> _Task details_
In the data that follows, every line containing the word "number" should be returned.

> _Provided entries_
■ ■ ■

PR #440, opened 2017-06-02
adding api search code for libraries

WrathOfZombies:
Still needs work but provides the initial basic intellisense. falls back to the current behavior if the service is unresponsive.


WrathOfZombies:
@Zlatkovsky do you want @cshashwat to take a look at this?

Zlatkovsky:
I do, I haven't forgotten about this one.  Though priority / order-of-operations-wise, there are a number of other things I'd like him to do first.

Issue #27, opened 2017-01-10
Ability to update shared Gists


Zlatkovsky:

Zlatkovsky:
* If shared as a gist, probably ok to just update in place.   (Maybe add a "duplicate" functioanilty for the odd case)
* If import an existing gist (via URL):
  * if it's your gist (check), then resume using it as is and updating as is
  * if it's someone else's, clear out the "gist" field and assume it's new.
* [Optional: re-parenting option to re-specify (and view) current gist ID].  Maybe under snippet profile, should have option to input a different gist id if you please.

PR #453, opened 2017-06-20
Added ability to update GitHub gists

cshashwat:
Added ability to update GitHub gists

## Description

A user can now update gists in GitHub, if he/she owns the gist. Previously, every time a user clicked "Public new gist" or "Private new gist" under the "Share" menu, a new copy was created. The proposed feature would allow users to update their gists in place, with GitHub showing each new version.

If a user does not own the gist (e.g. importing the gist from another person's account), he/she will not be able to update the gist. However upon sharing as a public or private gist, the user now has permission and can update his/her own copy of the gist.

The "Share" menu is updated to reflect the new "Update Existing Gist" option; strings have been updated for clarity for preexisting options as well. If a user imports a gist, then deletes it from GitHub and tries to click "Update" from Script Lab, the app will trigger a full refresh, similar to the existing import failure. Publishing a gist, public or private, does not create new local copies of that gist, but updates the gist's ID instead with the new one provided by GitHub.

## Related Issue

https://github.com/OfficeDev/script-lab/issues/27

## Motivation and Context

See above link to issue. Users may or may not want additional copies of gists in their accounts; they now have the functionality to choose.

## How Has This Been Tested?

Testing was done by following the existing scenarios in the new file 'TESTING.md' under the 'Share' section, with other scenarios added to reflect the new proposed feature.

## Types of changes

## Checklist:

- [x] My change requires a change to the documentation.
- [x] I have updated the documentation accordingly.


WrathOfZombies:
@cshashwat Will take a look at it by tomorrow EOD. Thanks for the contribution 👍

TESTING.md
```diff
@@ -0,0 +1,22 @@
...
+  * Running deleted snippet has reasonable behavior.
+  * [Side-by-side runner]:
+    * Edit to code causes runner want to refresh.
+    * Whether starting from error or going to error state and back out, should act correctly.
+  * Note: when running a script on localhost, you may see two compiler warnings for a critical dependency in the console log. These two warnings always appear in debug mode and are normal.
+* Sharing:
+  * Copying to clipboard works
+  * Can share as gist, public and private
+  * Can update existing gist
+  * Deleting a gist and then trying to update it via local copy should prompt full refresh, after which update option should be gone
```
dsaunders45459: Should mention the case that the "Update existing Gist" button becomes available immediately after initial publish of a new Gist.

TESTING.md
```diff
@@ -0,0 +1,22 @@
...
+  * Erroneous code (e.g, syntax error) shows error correctly.
+  * Running deleted snippet has reasonable behavior.
+  * [Side-by-side runner]:
+    * Edit to code causes runner want to refresh.
+    * Whether starting from error or going to error state and back out, should act correctly.
+  * Note: when running a script on localhost, you may see two compiler warnings for a critical dependency in the console log. These two warnings always appear in debug mode and are normal.
+* Sharing:
+  * Copying to clipboard works
+  * Can share as gist, public and private
+  * Can update existing gist
```
dsaunders45459: Should also mention to test the case where you import a Gist that you do not own and try to update it.

src/client/app/containers/app.ts
```diff
@@ -144,7 +145,7 @@ export class AppComponent {
         this._store.dispatch(new UI.ToggleImportAction(true));
     }
 
-    shareGist(isPublic: boolean) {
+    shareGist(isPublic: boolean, update: boolean) {
```
dsaunders45459: The project should follow and document a uniform naming convention. It looks like booleans should be prefixed with is* for this function.

src/client/app/effects/snippet.ts
```diff
@@ -144,6 +144,29 @@ export class SnippetEffects {
...
+        .ofType(Snippet.SnippetActionTypes.UPDATE_INFO)
+        .map(( { payload } ) => {
+            let { id, name, description, gist, owned } = payload;
+            let snippet: ISnippet = storage.lastOpened;
+            if (storage.snippets.contains(id)) {
+                snippet = storage.snippets.get(id);
+
+                /* check if fields are undefined or null */
+                name != null ? snippet.name = name : snippet.name = snippet.name;
+                description != null ? description = payload.description : snippet.description = snippet.description;
```
dsaunders45459: I am not sure why we assign to description and then no longer use the local variable.

src/client/app/effects/snippet.ts
```diff
@@ -144,6 +144,29 @@ export class SnippetEffects {
...
+    updateInfo$: Observable<Action> = this.actions$
+        .ofType(Snippet.SnippetActionTypes.UPDATE_INFO)
+        .map(( { payload } ) => {
+            let { id, name, description, gist, owned } = payload;
+            let snippet: ISnippet = storage.lastOpened;
+            if (storage.snippets.contains(id)) {
+                snippet = storage.snippets.get(id);
+
+                /* check if fields are undefined or null */
+                name != null ? snippet.name = name : snippet.name = snippet.name;
```
dsaunders45459: snippet.name = snippet.name looks like a complicated no-op. Can we just change all of these
if (name != null) {
    snippet.name = name;
}

src/client/app/reducers/github.ts
```diff
@@ -48,7 +48,8 @@ export function reducer(state = initialState, action: GitHubActions): GitHubStat
         }
 
         case GitHubActionTypes.SHARE_PRIVATE_GIST:
-        case GitHubActionTypes.SHARE_PUBLIC_GIST: {
+        case GitHubActionTypes.SHARE_PUBLIC_GIST:
+        case GitHubActionTypes.UPDATE_GIST: {
             AI.trackEvent(action.type);
             return { ...state, sharing: true };
```
dsaunders45459: Can we log a hashed gist id?

src/client/app/services/github.service.ts
```diff
@@ -95,7 +95,7 @@ export class GitHubService {
         if (this.profile == null) {
             return Observable.of([]);
         }
-        let url = `${this._baseUrl}/users/${this.profile.login}/gists`;
+        let url = `${this._baseUrl}/users/${this.profile.login}/gists?timestamp=${(new Date).getTime()}`;
```
dsaunders45459: It looks like angular doesn't support cache busting by default like jQuery, but you could also add  'Cache-Control' : 'no-cache' to the headers to prevent the browser cache.

src/interfaces/playground.d.ts
```diff
@@ -6,6 +6,7 @@ interface ITemplate {
     ///////////////////////////////////////////////////////////////////////////////////////////////////
     id?: string;
     gist?: string;
+    owned?: boolean;
```
dsaunders45459: We should follow standard naming conventions throughout the project. I think this should be named isOwned

TESTING.md
cshashwat: Added.

TESTING.md
cshashwat: Added.

src/client/app/containers/app.ts

src/client/app/effects/snippet.ts
cshashwat: This was a typo on my part, thanks for catching it. Fixed this and modified the ternary operators to be if statements instead, since the 'snippet.field = snippet.field' is an unnecessary no-op.

src/client/app/effects/snippet.ts
cshashwat: Added; see above comment.

src/client/app/reducers/github.ts
cshashwat: Added under UPDATE_INFO in 'snippet.ts' in 'reducers'; it logs the gist id using the same sha hash function.

src/client/app/services/github.service.ts
cshashwat: Discussed offline. Added optional parameter for get() function in 'app/services/request.ts' to use cache or not; if this is set to 'false', then the timestamp random number param is applied. The GitHub API seems to reject using 'Cache-Control' in the headers. Would welcome other suggestions.

src/interfaces/playground.d.ts
cshashwat: Changed throughout code to 'isOwned'

src/client/app/reducers/snippet.ts
```diff
@@ -81,6 +82,16 @@ export function reducer(state = initialState, action: SnippetActions | GitHubAct
         case SnippetActionTypes.STORE_UPDATED:
             return { ...state, loading: false };
 
+        case SnippetActionTypes.UPDATE_INFO: {
+            let updatedInfo = { };
+            if (action.payload.gist != null) {
+                updatedInfo['gistHashedId'] = sha1(action.payload.gist.toString());
```
dsaunders45459: Is gist already a string? If it is there is no need to call toString on it.

src/client/app/helpers/snippet.helper.ts
```diff
@@ -72,7 +73,6 @@ export const snippetFieldSortingOrder: { [key: string]: number } = {
 export function getSnippetDefaults(): ISnippet {
     return {
         id: '',
-        gist: '',
```
Zlatkovsky: Why did you remove the empty-string gist?  It seemed to be a reasonable default...

src/client/app/helpers/strings.ts
```diff
@@ -52,7 +53,8 @@ export class Strings {
     static readonly githubLogoutFailed = 'Failed to sign out of GitHub';
     static readonly profileCheckFailed = 'Failed to get the GitHub profile';
     static readonly gistRetrieveFailed = 'Failed to retrieve GitHub gists';
-    static readonly gistShareFailed = 'Failed to share the GitHub gist';
+    static readonly gistShareFailedBody = 'Failed to share the GitHub gist';
+    static readonly gistShareFailedTitle = 'Share failed';
```
Zlatkovsky: I'd probably do "Sharing failed" instead of "Share failed".
In general, we've been doing string peer-review by putting `/* NEEDS STRING REVIEW */` next to new strings, and having Michael Saunders then look through them.  Search for this phrase and see other instances where I have it

src/client/app/services/github.service.ts
```diff
@@ -96,7 +96,7 @@ export class GitHubService {
             return Observable.of([]);
         }
         let url = `${this._baseUrl}/users/${this.profile.login}/gists`;
-        return this._request.get<IGist[]>(url, ResponseTypes.JSON, this._headers);
+        return this._request.get<IGist[]>(url, ResponseTypes.JSON, this._headers, false);
```
Zlatkovsky: Add a parameter comment:

    return this._request.get<IGist[]>(url, ResponseTypes.JSON, this._headers, false /*useCache*/);

src/client/app/services/request.ts
```diff
@@ -19,7 +19,11 @@ export class Request {
         return this._response(xhr, responseType);
     }
 
-    get<T>(url: string, responseType: ResponseTypes, headers?: Object): Observable<T> {
+    get<T>(url: string, responseType: ResponseTypes, headers?: Object, useCache?: boolean): Observable<T> {
```
Zlatkovsky: generally an optional boolean parameter should be something where the default is `false`.  Here you have it as true.
Could you reverse the naming/functionality such that it's more of a `forceBypassCache`?

src/client/app/services/request.ts
```diff
@@ -19,7 +19,11 @@ export class Request {
...
+        if (useCache != null && !useCache) {
+            url += (url.indexOf('?') === -1) ? '?' : '&';
```
Zlatkovsky: How about a single statement?

            url = url + ((url.indexOf('?') === -1) ? '?' : '&') + `timestamp=${(new Date).getTime()}`;

src/client/app/actions/snippet.ts
```diff
@@ -65,7 +65,7 @@ export class ImportSuccessAction implements Action {
 export class UpdateInfoAction implements Action {
     readonly type = SnippetActionTypes.UPDATE_INFO;
 
-    constructor(public payload: { name: string, description: string }) { }
+    constructor(public payload: { id: string, name?: string, description?: string, gist?: string, isOwned?: boolean }) { }
```
cshashwat: Discussed offline. This has been addressed by the field `gistOwnerId` in the `IGist` interface. The check is done in the actual app.

src/client/app/containers/app.ts
```diff
@@ -18,8 +18,9 @@ import { Strings, environment } from '../helpers';
                     <command icon="OpenPaneMirrored" title="${Strings.runSideBySide}" (click)="runSideBySide()"></command>
                 </command>
                 <command [hidden]="isEmpty" icon="Share" [async]="sharing$|async" title="${Strings.share}">
-                    <command icon="PageCheckedin" title="${Strings.shareMenuPublic}" (click)="shareGist(true)"></command>
-                    <command icon="ProtectedDocument" title="${Strings.shareMenuPrivate}" (click)="shareGist(false)"></command>
+                    <command *ngIf="snippet?.isOwned" icon="Save" title="${Strings.updateMenu}" (click)="shareGist(null, true)"></command>
```
cshashwat: Haven't been able to find a way to leave inline comments in the Angular template. Perhaps HTML comments, or there's something I've missed? Would welcome any suggestions.

src/client/app/effects/github.ts
```diff
@@ -84,10 +84,13 @@ export class GitHubEffects {
 
     @Effect()
     shareGist$: Observable<Action> = this.actions$
-        .ofType(GitHub.GitHubActionTypes.SHARE_PRIVATE_GIST, GitHub.GitHubActionTypes.SHARE_PUBLIC_GIST)
+        .ofType(GitHub.GitHubActionTypes.SHARE_PRIVATE_GIST,
+        GitHub.GitHubActionTypes.SHARE_PUBLIC_GIST,
+        GitHub.GitHubActionTypes.UPDATE_GIST)
```
cshashwat: Fixed.

src/client/app/effects/github.ts
```diff
@@ -98,10 +101,14 @@ export class GitHubEffects {
             description.replace(Strings.gistDescriptionAppendage, ''); // shouldn't be necessary
             description += Strings.gistDescriptionAppendage;
 
+            if (type === GitHub.GitHubActionTypes.UPDATE_GIST && payload.isOwned) {
+                id = payload.gist;
```
cshashwat: Fixed.

src/client/app/effects/github.ts
```diff
@@ -120,14 +127,21 @@ ${Strings.gistSharedDialogEnd}
...
-        .mergeMap(gist => Observable.from([
-            new GitHub.LoadGistsAction(),
-            new GitHub.ShareSuccessAction(gist)
-        ]))
-        .catch(exception => Observable.from([
-            new UI.ReportErrorAction(Strings.gistShareFailed, exception),
-            new GitHub.ShareFailedAction()
-        ]));
+        .mergeMap((gist) => Observable.from([
+                new GitHub.LoadGistsAction(),
```
cshashwat: Fixed.

src/client/app/effects/github.ts
```diff
@@ -120,14 +127,21 @@ ${Strings.gistSharedDialogEnd}
...
+        )
+        .catch(exception => {
+            this._uiEffects.alert(
+                Strings.gistShareFailedBody + '\n\n' + Strings.reloadPrompt,
+                Strings.gistShareFailedTitle,
+                Strings.okButtonLabel)
+            .then(() => window.location.reload());
+            return Observable.from([
+                new GitHub.ShareFailedAction(),
+                new Snippet.UpdateInfoAction({ id: storage.lastOpened.id, gist: '', isOwned: false })]);
```
cshashwat: Thanks for bringing this up. Have modified code to pass through the `id` from the `payload` up above. That should address concerns with using `storage` (which has now been removed) and the un-owning of the snippet (since the `isOwned` field has now also been removed).

src/client/app/effects/snippet.ts
```diff
@@ -144,6 +144,37 @@ export class SnippetEffects {
...
+    updateInfo$: Observable<Action> = this.actions$
+        .ofType(Snippet.SnippetActionTypes.UPDATE_INFO)
+        .map(( { payload } ) => {
+            let { id, name, description, gist, isOwned } = payload;
+            let snippet: ISnippet = storage.lastOpened;
+            if (storage.snippets.contains(id)) {
+                snippet = storage.snippets.get(id);
+
+                /* check if fields are undefined or null */
+                if (name != null) {
```
cshashwat: Discussed offline. Have fixed this by adding the `isNil()` from lodash.

src/client/app/effects/snippet.ts
```diff
@@ -144,6 +144,37 @@ export class SnippetEffects {
...
+                    snippet.name = name;
+                }
+                if (description != null) {
```
cshashwat: Addressed above.

src/client/app/effects/snippet.ts
```diff
@@ -144,6 +144,37 @@ export class SnippetEffects {
...
+                if (gist != null) {
+                    snippet.gist = gist;
+                }
+                if (isOwned != null) {
+                    snippet.isOwned = isOwned;
+                }
+
+                storage.snippets.insert(id, snippet);
+            }
+            return snippet;
```
cshashwat: Fixed.

src/client/app/helpers/snippet.helper.ts
```diff
@@ -29,6 +29,7 @@ const snippetFields: { [key: string]: SnippetFieldType } = {
     /* ITemplate base class */
     id: SnippetFieldType.INTERNAL,
     gist: SnippetFieldType.INTERNAL,
+    isOwned: SnippetFieldType.INTERNAL,
```
cshashwat: Have addressed this by adding your suggestion. Thanks.

src/client/app/helpers/snippet.helper.ts
cshashwat: Had forgotten to revert this change I'd made while I was testing out some code. Thanks for pointing it out. Fixed.

src/client/app/helpers/strings.ts
cshashwat: Modified strings and added `/* NEEDS STRING REVIEW */` for all strings I've added to the file.

src/client/app/containers/app.ts
```diff
@@ -64,6 +66,18 @@ export class AppComponent {
         return /commands=1/ig.test(location.search);
     }
 
+    get isOwned() {
```
Zlatkovsky: I still think we want a better name for it.

src/client/app/containers/app.ts
```diff
@@ -18,8 +19,9 @@ import { Strings, environment } from '../helpers';
                     <command icon="OpenPaneMirrored" title="${Strings.runSideBySide}" (click)="runSideBySide()"></command>
                 </command>
                 <command [hidden]="isEmpty" icon="Share" [async]="sharing$|async" title="${Strings.share}">
-                    <command icon="PageCheckedin" title="${Strings.shareMenuPublic}" (click)="shareGist(true)"></command>
-                    <command icon="ProtectedDocument" title="${Strings.shareMenuPrivate}" (click)="shareGist(false)"></command>
+                    <command *ngIf="isOwned|async" icon="Save" title="${Strings.updateMenu}" (click)="shareGist(false, true)"></command>
```
Zlatkovsky: please add comments to boolean (or any other non-obvious) paramaters.

e.g.,

    shareGist(false /*parameter1Name*/, true /*parameter2Name*/)

src/client/app/effects/github.ts
```diff
@@ -98,14 +103,20 @@ export class GitHubEffects {
             description.replace(Strings.gistDescriptionAppendage, ''); // shouldn't be necessary
             description += Strings.gistDescriptionAppendage;
 
+            if (type === GitHub.GitHubActionTypes.UPDATE_GIST) {
+                gistId = gist;
+            }
+
             return this._github.createOrUpdateGist(
                 `${description}`,
```
Zlatkovsky: isn't that just the same as `description`?

src/client/app/effects/github.ts
```diff
@@ -98,14 +103,20 @@ export class GitHubEffects {
...
                 files,
-                null,
-                type === GitHub.GitHubActionTypes.SHARE_PUBLIC_GIST
+                gistId,
+                type === GitHub.GitHubActionTypes.SHARE_PUBLIC_GIST).map((gist: IGist) => {
```
Zlatkovsky: could we make this whole thing read cleaner?

    let isPublicGist = type === GitHub.GitHubActionTypes.SHARE_PUBLIC_GIST
    return this._github
        .createOrUpdateGist(
            description, files, gistId, isPublicGist
        )
        .map(gist: IGist => ({ gist: gist, snippetId: id} ));

src/client/app/effects/github.ts
```diff
@@ -98,14 +103,20 @@ export class GitHubEffects {
...
+                    return { gist: gist, snippetId: id };
```
Zlatkovsky: if you wrap it in parentheses (see my prettified code above), you don't need the separate

    {
        return { <something> };
    }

■ ■ ■

> _Reply_
I do, I haven't forgotten about this one.  Though priority / order-of-operations-wise, there are a number of other things I'd like him to do first.
cshashwat: Discussed offline. Added optional parameter for get() function in 'app/services/request.ts' to use cache or not; if this is set to 'false', then the timestamp random number param is applied. The GitHub API seems to reject using 'Cache-Control' in the headers. Would welcome other suggestions.
@@ -72,7 +73,6 @@ export const snippetFieldSortingOrder: { [key: string]: number } = {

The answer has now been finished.